- _Source data_
PR #8303, opened 2024-05-08
7549 aggregating pool filter phase0 att in electra

tbenr:
We don't want to select phase0 attestations when electra enables.

## Documentation

## Changelog

### DIFF
--- a/ethereum/spec/src/main/java/tech/pegasys/teku/spec/datastructures/attestation/ValidatableAttestation.java
+++ b/ethereum/spec/src/main/java/tech/pegasys/teku/spec/datastructures/attestation/ValidatableAttestation.java
@@ -154,7 +154,7 @@ public class ValidatableAttestation {
     saveCommitteeShufflingSeed(state);
     // The committees size is only required when the committee_bits field is present in the
     // Attestation
-    if (attestation.getCommitteeBits().isPresent()) {
+    if (attestation.requiresCommitteeBits()) {
       saveCommitteesSize(state);
     }
   }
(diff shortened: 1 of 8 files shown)


rolfyone:
so this is a step forward for sure, now can create blocks in a single node configuration...

in a multi-node minimal setup, aggregates are getting rejected over the wire with messages like:
```
09:53:46.354 ERROR - Validator   *** Produced invalid aggregate for slot 47: Rejecting aggregate because attester is not in committee. Should have been one of [82, 26, 7, 88]
09:53:46.354 ERROR - Validator   *** Produced invalid aggregate for slot 47: Rejecting aggregate because attester is not in committee. Should have been one of [82, 26, 7, 88]
09:53:46.355 ERROR - Validator   *** Produced invalid aggregate for slot 47: Rejecting aggregate because attester is not in committee. Should have been one of [82, 26, 7, 88]
09:53:46.356 INFO  - Validator   *** Published aggregate          Count: 1, Slot: 47, Root: 133cd269c309cc4aa48f380081ccc43b006b48be26acac14d33bd661ba1b9846
```
not sure if its my config...

Definitely better than previous where blocks were not being produced even in a single node, but I figured i'd give a bigger statement of progress in case it helps narrow things down...

rolfyone:
ok so 
 - 2 nodes on minimal-electra kind of setup is ok up to and including 63 validators, at 64 the aggregator issues start, it might be a committee calculation issue...
 - single minimal-electra node with 64 keys does actually show the issue - i had previously used less validators so didn't see it.

tbenr:
Ye the aggregation during block production is not done yet (currently it is still doing phase0 aggregation which can produce broken blocks)

A PR for this is planned :)

rolfyone (approved):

- _Exercise description_
Every line in the data above that contains the word "pegasys" should be copied.

- _Completed exercise_
--- a/ethereum/spec/src/main/java/tech/pegasys/teku/spec/datastructures/attestation/ValidatableAttestation.java
+++ b/ethereum/spec/src/main/java/tech/pegasys/teku/spec/datastructures/attestation/ValidatableAttestation.java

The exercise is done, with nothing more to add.